## What is needed
Starting with the line that contains "PR #424, opened 2020-10-12" and stopping after the line that contains "A menu description", copy the entries below exactly. Include nothing else.

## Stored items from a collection
*** Begin section ***
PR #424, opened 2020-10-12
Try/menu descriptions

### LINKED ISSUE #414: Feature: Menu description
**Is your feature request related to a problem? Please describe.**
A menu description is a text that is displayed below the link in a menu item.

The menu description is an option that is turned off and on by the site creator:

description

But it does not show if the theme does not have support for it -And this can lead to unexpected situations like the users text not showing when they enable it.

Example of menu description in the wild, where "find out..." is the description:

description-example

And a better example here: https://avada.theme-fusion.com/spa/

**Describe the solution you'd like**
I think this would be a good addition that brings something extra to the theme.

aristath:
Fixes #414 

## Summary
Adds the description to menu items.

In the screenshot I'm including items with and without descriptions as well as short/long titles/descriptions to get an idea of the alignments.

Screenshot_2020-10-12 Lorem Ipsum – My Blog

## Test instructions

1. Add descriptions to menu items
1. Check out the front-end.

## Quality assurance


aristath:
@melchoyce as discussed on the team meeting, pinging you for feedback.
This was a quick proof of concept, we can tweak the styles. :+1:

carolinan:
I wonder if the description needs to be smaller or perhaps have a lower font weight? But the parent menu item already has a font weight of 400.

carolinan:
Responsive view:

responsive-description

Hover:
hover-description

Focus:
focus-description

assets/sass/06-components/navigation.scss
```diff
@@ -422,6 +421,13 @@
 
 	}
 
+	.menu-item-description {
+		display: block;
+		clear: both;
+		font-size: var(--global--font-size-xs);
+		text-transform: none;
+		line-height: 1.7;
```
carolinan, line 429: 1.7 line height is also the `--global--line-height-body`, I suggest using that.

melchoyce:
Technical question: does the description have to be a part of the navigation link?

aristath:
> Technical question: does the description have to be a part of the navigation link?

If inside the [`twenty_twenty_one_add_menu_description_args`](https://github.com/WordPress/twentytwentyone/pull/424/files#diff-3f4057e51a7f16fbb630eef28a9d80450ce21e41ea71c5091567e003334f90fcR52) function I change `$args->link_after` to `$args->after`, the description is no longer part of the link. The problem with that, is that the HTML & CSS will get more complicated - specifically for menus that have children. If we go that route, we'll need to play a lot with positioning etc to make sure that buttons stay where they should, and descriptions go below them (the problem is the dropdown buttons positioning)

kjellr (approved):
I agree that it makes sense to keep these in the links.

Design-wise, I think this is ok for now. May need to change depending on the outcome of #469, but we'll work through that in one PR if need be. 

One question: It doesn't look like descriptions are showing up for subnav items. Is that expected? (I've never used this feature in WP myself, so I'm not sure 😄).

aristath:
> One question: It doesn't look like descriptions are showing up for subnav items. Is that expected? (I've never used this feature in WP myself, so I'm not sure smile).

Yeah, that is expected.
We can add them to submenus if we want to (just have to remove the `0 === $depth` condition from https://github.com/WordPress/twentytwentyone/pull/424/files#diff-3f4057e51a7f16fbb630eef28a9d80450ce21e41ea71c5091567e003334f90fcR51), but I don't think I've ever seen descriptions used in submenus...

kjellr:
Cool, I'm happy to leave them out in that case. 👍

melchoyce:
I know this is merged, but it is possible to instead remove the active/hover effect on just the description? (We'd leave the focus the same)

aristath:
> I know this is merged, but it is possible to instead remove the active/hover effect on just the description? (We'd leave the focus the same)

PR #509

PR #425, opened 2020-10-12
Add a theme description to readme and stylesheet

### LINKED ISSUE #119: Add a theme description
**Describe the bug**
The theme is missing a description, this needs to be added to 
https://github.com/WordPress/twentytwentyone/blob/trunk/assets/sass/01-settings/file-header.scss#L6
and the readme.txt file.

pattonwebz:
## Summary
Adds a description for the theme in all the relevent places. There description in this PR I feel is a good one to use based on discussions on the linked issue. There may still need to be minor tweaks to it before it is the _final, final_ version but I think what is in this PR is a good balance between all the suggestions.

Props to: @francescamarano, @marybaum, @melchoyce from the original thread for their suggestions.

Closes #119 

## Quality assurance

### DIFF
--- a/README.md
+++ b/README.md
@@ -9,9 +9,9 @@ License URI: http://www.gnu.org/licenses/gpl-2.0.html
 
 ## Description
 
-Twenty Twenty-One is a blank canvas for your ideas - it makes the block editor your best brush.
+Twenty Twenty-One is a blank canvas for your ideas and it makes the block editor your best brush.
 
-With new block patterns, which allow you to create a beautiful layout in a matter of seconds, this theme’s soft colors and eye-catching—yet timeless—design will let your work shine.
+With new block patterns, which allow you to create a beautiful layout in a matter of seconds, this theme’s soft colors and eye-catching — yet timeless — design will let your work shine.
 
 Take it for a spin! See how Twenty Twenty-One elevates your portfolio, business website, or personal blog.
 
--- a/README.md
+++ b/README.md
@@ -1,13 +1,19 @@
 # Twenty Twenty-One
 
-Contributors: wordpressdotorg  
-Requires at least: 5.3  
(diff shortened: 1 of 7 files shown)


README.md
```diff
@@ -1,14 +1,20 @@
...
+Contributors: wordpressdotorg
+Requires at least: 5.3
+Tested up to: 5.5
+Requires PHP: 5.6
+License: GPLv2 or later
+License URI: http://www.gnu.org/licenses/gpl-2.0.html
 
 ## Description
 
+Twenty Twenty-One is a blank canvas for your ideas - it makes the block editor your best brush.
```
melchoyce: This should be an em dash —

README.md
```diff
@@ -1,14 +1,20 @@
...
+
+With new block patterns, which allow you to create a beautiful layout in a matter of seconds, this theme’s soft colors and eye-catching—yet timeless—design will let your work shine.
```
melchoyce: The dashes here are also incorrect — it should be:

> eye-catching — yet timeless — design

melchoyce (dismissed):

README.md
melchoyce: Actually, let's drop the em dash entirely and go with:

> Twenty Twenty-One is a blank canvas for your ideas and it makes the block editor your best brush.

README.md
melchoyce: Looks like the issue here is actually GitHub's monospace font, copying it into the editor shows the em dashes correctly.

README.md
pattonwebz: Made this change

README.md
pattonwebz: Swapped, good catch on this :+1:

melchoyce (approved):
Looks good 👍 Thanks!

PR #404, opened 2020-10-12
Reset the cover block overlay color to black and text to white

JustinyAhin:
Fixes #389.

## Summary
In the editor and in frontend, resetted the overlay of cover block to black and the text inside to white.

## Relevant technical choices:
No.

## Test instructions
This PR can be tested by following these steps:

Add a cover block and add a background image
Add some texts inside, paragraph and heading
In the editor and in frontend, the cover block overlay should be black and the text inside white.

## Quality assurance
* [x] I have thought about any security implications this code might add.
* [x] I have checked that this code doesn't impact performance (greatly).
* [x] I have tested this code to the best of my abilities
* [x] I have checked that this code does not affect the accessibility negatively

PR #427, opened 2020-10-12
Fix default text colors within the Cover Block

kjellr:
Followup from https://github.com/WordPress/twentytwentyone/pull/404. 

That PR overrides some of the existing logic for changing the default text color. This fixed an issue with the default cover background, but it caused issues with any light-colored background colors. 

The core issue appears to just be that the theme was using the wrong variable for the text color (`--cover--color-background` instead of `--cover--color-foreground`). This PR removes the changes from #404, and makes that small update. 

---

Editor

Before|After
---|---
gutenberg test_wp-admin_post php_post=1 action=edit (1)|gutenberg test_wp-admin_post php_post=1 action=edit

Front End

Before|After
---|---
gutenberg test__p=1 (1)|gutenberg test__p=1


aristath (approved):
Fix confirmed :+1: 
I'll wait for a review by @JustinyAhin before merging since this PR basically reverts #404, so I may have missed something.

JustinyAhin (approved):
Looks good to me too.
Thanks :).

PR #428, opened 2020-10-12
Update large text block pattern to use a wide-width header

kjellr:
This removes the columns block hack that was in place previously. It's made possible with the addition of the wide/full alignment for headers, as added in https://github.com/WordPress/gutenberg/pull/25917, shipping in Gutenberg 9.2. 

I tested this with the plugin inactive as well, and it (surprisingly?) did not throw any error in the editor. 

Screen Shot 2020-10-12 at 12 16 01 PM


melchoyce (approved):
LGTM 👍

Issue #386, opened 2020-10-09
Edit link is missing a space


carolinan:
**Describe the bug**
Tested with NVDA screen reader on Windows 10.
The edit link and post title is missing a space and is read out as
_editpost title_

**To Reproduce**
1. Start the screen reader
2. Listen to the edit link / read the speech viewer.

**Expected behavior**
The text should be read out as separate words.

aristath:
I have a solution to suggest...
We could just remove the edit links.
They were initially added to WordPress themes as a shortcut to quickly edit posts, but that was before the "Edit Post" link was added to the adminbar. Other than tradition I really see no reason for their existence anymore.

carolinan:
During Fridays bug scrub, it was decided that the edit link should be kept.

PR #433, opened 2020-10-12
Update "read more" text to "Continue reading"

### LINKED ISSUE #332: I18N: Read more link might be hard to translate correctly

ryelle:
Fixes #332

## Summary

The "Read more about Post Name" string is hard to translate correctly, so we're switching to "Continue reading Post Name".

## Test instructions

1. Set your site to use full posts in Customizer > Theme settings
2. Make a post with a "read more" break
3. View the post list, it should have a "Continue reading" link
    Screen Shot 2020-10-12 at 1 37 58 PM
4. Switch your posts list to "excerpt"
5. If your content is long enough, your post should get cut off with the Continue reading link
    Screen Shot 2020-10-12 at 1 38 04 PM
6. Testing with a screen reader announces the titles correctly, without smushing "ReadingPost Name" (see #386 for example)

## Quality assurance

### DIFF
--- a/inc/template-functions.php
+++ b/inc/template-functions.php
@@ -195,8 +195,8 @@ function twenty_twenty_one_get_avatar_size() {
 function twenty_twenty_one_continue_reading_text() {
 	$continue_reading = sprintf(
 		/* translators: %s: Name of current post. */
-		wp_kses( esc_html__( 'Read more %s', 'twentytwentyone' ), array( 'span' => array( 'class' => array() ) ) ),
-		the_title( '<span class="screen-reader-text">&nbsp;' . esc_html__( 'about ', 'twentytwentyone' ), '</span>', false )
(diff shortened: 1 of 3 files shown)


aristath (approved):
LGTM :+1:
*** End section ***
*** Begin section ***
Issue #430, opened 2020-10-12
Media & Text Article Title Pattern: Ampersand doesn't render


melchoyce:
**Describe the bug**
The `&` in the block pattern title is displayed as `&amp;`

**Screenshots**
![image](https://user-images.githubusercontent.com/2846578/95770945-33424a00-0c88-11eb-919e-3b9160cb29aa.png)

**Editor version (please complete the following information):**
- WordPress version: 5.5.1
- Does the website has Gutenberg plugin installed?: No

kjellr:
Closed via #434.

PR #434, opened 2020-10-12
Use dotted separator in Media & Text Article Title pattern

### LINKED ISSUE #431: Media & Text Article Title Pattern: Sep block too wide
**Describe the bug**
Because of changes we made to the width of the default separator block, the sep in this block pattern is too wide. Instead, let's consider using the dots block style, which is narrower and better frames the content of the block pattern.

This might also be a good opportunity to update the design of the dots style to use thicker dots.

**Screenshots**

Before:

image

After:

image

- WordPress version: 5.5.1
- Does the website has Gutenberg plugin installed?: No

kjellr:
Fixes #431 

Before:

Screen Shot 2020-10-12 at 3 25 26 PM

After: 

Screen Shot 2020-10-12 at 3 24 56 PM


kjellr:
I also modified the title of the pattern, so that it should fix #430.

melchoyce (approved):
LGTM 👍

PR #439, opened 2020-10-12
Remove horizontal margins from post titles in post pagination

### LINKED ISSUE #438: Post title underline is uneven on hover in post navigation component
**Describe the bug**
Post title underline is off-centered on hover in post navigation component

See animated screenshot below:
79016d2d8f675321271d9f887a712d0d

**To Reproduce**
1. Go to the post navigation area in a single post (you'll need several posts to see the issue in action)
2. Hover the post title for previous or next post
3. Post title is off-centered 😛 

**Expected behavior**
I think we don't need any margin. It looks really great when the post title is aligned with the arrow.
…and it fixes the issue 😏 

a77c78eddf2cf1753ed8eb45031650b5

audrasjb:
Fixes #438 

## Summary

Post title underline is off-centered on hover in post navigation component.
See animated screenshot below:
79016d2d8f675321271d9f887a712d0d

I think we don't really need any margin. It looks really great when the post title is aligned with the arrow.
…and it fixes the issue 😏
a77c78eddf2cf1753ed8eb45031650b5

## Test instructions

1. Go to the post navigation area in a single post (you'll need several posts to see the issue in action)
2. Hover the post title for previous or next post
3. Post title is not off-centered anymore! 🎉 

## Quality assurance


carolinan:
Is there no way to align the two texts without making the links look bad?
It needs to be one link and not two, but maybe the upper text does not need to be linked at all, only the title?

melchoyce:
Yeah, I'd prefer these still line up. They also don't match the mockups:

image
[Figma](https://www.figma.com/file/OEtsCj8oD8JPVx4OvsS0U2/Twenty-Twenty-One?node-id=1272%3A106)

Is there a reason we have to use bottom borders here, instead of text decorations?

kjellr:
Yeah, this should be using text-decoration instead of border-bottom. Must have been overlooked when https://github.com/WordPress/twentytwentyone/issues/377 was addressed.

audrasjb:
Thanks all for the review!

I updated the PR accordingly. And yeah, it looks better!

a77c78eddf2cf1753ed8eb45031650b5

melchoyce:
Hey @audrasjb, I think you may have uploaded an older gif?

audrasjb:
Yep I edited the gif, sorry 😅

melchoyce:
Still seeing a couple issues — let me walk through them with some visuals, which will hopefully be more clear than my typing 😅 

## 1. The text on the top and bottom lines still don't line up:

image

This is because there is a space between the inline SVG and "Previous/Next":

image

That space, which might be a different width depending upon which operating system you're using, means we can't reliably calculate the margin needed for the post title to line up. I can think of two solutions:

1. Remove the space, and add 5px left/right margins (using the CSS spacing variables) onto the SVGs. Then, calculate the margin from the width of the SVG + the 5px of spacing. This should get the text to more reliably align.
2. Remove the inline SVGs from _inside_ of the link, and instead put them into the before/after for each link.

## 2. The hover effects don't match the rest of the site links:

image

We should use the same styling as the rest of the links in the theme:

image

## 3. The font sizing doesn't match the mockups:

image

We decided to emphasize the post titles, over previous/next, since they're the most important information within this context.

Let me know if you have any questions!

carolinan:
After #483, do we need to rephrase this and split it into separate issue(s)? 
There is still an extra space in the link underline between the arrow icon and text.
*** End section ***
## Exercise result
PR #424, opened 2020-10-12
Try/menu descriptions

### LINKED ISSUE #414: Feature: Menu description
**Is your feature request related to a problem? Please describe.**
A menu description is a text that is displayed below the link in a menu item.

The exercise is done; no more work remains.